Directed by Jay Oliva
Written by Bob Goodman (screenplay) Based on the graphic novel from Frank Miller
Starring: Peter Weller, Ariel Winter, Wade Williams, David Selby, and Michael Emerson
Batman has not been seen for ten years. A new breed of criminal ravages Gotham City, forcing 55-year-old Bruce Wayne back into the cape and cowl. But, does he still have what it takes to fight crime in a new era?

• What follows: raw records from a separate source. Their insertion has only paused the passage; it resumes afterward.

PR #250, opened 2020-11-16
Update Chinese font to add missing characters

WEGFan:


maddie480:
The characters added are: 台邀链传卡卸脉

What are those for? Are they used in Everest or the game itself?

maddie480:
They're indeed all used in Everest's `Simplified Chinese.txt`... let me check if anything else is missing

maddie480:
Okay looks good! (Please include a short description next time though)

Set in the dystopian future of Gotham, it’s been a decade since The Batman (Peter Weller) was last seen. 55 year-old Bruce Wayne still seeks thrills in other avenues and seems content to imbibe bourbon in his retirement. The older, wiser Commissioner Gordon (Selby) is on the verge of retiring and wants to ensure Bruce doesn’t don the cowl once again. Gotham is under the grip of fear once more as a brutal gang of mutants, ruled by a savage leader, rules the streets of Gotham. Not content to rob or pillage, the mutants kill out of pure sadistic joy. Harvey Dent has been physically restored and begs Gotham for a second chance as he’s released from Arkham. Waiting in the wing is The Joker (Michael Emerson), now awakened from a catatonic state upon hearing the news that The Dark Knight is now taking the streets back. Joining our dark hero is a new Robin, the young Carrie Kelly (Ariel Winter), a 13-year-old street smart kid who dons a dime store costume and rushes to Batman’s rescue after he receives a near-deadly beating at the hands of the mutant leader. As Bruce recovers he agrees to let Carrie become his new sidekick. This newest animated film from DC runs just under 90 minutes and leaves us hanging until part two releases in 2013.

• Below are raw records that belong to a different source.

PR #251, opened 2020-11-16
Use last write time to name log rotation files

WEGFan:
Some file systems have low resolution on last access time (e.g. FATs are 1 day), so if someone starts the game in that file system twice in this range, the game will crash with this exception because a file with same name exists. (it happened to a friend of mine, which I guess he's starting from a USB device or something?)

```
System.IO.IOException: Cannot create a file when that file already exists.

   at System.IO.__Error.WinIOError(Int32 errorCode, String maybeFullPath)
   at System.IO.__Error.WinIOError()
   at System.IO.File.InternalMove(String sourceFileName, String destFileName, Boolean checkHost)
   at System.IO.File.Move(String sourceFileName, String destFileName)
   at Celeste.Celeste.Main(String[] args) in D:\a\1\s\Celeste.Mod.mm\Patches\Celeste.cs:line 35
   at Celeste.Mod.BOOT.Main(String[] args) in D:\a\1\s\Celeste.Mod.mm\Mod\Everest\BOOT.cs:line 0
```

And since the `log.txt` can't be moved to `LogHistory`, the game will always crash unless the file with same name is deleted or the last access time of `log.txt` is changed

Snipaste_2020-11-17_01-52-27

But even with last write time, same thing might happen for unknown reason, so I guess adding a number suffix to the backup if same name exists is better, like `log_20201177_022500.txt` and `log_20201177_022500_1.txt`? Or just directly add a timestamp of current time to the end.


0x0ade:
It would be nice if you could please implement your suffix idea as well :)

WEGFan:
Now if a file with same datetime exists, it will add a suffix index to the end of file name (such as `log_20201208_005102_1.txt`). The index is chosen by iterating all **valid** files with same datetime, find the max index among them and plus one. We assume the index of a file without suffix is 0.

For example: (datetime omitted for simplicity)

- If there is `log.txt`, the new file will be `log_1.txt`
- If here are `log_3.txt` and `log_10.txt`, the new file will be `log_11.txt`

A file is valid if:

- It doesn't have a suffix and it's datetime can be parsed as `yyyyMMdd_HHmmss`.
- It has a suffix, the suffix is in the range of `ulong`, and it's datetime can be parsed in the same way as above.

When deleting outdated files, this sorting method is used:

1. Take two files A and B.
2. If A or B or both are invalid, compare them by alphabetical order instead, the smaller will be older.
3. The file with earlier datetime will be older one, if the datetime are same, smaller index will be older one.

The first file after sorting will be the oldest one.

Some test cases, from oldest to newest:

| File name                   | Valid | Date time           | Index |
| --------------------------- | ----- | ------------------- | ----- |
| log_20201207_112233.txt     | True  | 2020-12-07 11:22:33 | 0     |
| log_20201207_112233_.txt    | False | -                   | -     |
| log_20201207_112233_11a.txt | False | -                   | -     |
| log_20201207_112233_2.txt   | True  | 2020-12-07 11:22:33 | 2     |
| log_20209999_999999.txt     | False | -                   | -     |
| log_20221122_112233.txt     | True  | 2022-11-22 11:22:33 | 0     |
| log_20221122_112233_0.txt   | True  | 2022-11-22 11:22:33 | 0     |
| log_20221122_112233_000.txt | True  | 2022-11-22 11:22:33 | 0     |
| log_20221122_112233_1.txt   | True  | 2022-11-22 11:22:33 | 1     |
| log_20221122_112233_001.txt | True  | 2022-11-22 11:22:33 | 1     |
| log_20221122_112233_2.txt   | True  | 2022-11-22 11:22:33 | 2     |
| log_20221122_112233_10.txt  | True  | 2022-11-22 11:22:33 | 10    |
| log_20221122_112233_100.txt | True  | 2022-11-22 11:22:33 | 100   |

Let’s face it, nothing’s ever going to do the Frank Miller story arc justice, but this is a darkly engaging hit in my opinion. The Batman follows Miller’s visual re-imagination, looking like a square refrigerator crammed into his suit. While I don’t think the film allows enough time to focus on Bruce’s nightmarish visions and internal torment on his path to becoming The Dark Knight again, I think the merits of the film speaks for itself. The action is thrilling and holds nothing back in the realm of physical damage. The older, darker Batman is fine with his near-fatal violence and that kept me cheering the entire time. His final fight with the mutant leader is absolutely barbaric – something the franchise hasn’t seen since the animated Red Hood.

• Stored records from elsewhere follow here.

PR #254, opened 2020-11-29
Offer extra save file slots so that the last slot is always empty

maddie480:
Essentially Infinite Saves, except integrated in Everest and actually infinite.

This will show as many slots as you have save files + 1, so that you always have a spare save file.

- When entering file select, Everest goes through the Saves folder and gets the highest file slot. Then, it rebuilds the Slots array to give it as many slots as required + 1 before the game fills it, so the game instantiates the slots itself. (No need to refresh the number of slots, since it is rebuilt each time you come back to the overworld, and creating a new save _requires_ you to leave the overworld.)
- When going through the saves, scrolling has been set up if there are more than 3 slots.
- The file select enter and leave animations were patched so that the animations of off-screen slots don't cause delay.

Question: how do we deal with Infinite Saves if it is installed?

### DIFF
--- a/Celeste.Mod.mm/Mod/Everest/Everest.Loader.cs
+++ b/Celeste.Mod.mm/Mod/Everest/Everest.Loader.cs
@@ -102,6 +102,8 @@ namespace Celeste.Mod {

My only complaint is the voice acting of Weller. RoboCop doesn’t do the character or the emotions justice. I think this could’ve been a solid A rating if not for Weller. Poor casting takes away from The Dark Knight Returns. Brimming with dialogue and subtext down to the final minutes, this adaptation of the second best Batman story ever told (second only to Batman: Year One) delivers in its unrelenting dark brutality and adherence to the source material. There are several shots taken directly from the comic’s panels. Any fan of Batman or animated films is sure to find this entertaining. Geeks are a picky lot, myself included, but if this doesn’t perk up your Sunday morning, maybe you should stick to your packed long boxes exclusively. All things considered – another excellent animated film from DC.
The Dark Knight Returns, Part One is available on DVD/Blu Ray Combo pack Tuesday, September 25th.